§ EXTRACTED MATERIAL
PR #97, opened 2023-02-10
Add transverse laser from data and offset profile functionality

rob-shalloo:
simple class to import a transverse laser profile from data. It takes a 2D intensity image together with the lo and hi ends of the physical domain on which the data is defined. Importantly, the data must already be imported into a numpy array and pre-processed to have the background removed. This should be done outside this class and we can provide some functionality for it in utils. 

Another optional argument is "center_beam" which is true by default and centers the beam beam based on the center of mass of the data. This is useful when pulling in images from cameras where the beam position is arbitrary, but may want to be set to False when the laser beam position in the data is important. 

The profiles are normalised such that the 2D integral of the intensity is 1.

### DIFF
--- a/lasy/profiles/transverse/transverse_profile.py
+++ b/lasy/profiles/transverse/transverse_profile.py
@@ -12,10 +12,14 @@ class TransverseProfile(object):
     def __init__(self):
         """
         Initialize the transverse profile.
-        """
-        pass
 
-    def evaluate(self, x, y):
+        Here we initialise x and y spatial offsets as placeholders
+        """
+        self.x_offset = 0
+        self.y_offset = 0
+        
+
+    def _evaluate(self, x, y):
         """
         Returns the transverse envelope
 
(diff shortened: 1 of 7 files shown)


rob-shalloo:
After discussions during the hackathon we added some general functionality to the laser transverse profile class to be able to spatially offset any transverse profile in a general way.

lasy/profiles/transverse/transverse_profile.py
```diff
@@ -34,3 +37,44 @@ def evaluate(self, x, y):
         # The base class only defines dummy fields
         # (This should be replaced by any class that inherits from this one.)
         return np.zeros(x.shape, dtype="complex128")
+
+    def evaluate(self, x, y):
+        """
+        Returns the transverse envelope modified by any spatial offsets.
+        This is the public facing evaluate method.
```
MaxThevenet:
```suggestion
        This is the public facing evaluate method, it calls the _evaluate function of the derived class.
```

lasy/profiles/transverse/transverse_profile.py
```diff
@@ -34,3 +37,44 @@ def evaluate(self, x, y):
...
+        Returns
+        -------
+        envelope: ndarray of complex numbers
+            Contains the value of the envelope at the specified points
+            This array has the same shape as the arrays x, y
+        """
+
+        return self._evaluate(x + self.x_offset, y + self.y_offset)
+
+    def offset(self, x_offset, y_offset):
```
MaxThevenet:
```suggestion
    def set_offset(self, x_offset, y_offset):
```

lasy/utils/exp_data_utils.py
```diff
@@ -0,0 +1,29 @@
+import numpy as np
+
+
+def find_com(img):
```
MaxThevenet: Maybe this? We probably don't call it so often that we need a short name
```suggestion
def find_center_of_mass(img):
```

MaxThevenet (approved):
...
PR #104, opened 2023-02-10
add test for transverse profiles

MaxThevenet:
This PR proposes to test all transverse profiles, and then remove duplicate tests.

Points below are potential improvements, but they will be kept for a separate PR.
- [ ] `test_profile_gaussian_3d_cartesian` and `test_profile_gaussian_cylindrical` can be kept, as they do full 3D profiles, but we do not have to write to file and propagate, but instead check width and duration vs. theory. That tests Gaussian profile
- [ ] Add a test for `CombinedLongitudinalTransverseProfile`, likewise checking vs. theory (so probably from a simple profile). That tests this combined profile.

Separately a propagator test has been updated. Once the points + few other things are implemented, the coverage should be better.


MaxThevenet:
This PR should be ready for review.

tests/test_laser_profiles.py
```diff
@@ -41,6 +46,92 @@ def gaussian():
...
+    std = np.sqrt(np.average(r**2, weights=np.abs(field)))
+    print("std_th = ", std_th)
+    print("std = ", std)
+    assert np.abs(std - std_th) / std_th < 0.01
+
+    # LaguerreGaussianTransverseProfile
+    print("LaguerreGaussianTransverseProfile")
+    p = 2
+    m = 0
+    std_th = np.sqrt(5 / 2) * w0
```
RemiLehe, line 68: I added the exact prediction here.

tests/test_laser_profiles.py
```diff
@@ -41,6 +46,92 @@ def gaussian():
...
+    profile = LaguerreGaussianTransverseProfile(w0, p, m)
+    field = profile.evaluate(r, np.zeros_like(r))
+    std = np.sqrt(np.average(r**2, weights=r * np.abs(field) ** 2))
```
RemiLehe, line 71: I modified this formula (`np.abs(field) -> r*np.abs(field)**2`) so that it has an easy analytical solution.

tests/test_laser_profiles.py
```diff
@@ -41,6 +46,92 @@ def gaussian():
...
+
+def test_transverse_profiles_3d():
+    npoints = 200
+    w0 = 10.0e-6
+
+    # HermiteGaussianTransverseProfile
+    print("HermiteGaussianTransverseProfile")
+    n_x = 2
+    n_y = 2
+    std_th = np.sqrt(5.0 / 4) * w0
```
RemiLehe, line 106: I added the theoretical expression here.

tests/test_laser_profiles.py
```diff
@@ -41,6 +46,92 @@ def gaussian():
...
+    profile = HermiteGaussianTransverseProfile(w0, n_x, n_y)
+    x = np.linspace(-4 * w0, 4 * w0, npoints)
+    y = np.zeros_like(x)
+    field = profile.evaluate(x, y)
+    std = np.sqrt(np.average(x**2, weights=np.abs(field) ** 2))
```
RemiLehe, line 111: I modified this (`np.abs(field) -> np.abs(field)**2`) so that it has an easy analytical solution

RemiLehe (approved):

§ DIRECTIONS
From the entries above, write out only the lines starting at the line that holds "PR #97, opened 2023-02-10" and ending at the line that holds "simple class to", keeping both and matching them exactly.

§ THE ANSWER
PR #97, opened 2023-02-10
Add transverse laser from data and offset profile functionality

rob-shalloo:
simple class to import a transverse laser profile from data. It takes a 2D intensity image together with the lo and hi ends of the physical domain on which the data is defined. Importantly, the data must already be imported into a numpy array and pre-processed to have the background removed. This should be done outside this class and we can provide some functionality for it in utils. 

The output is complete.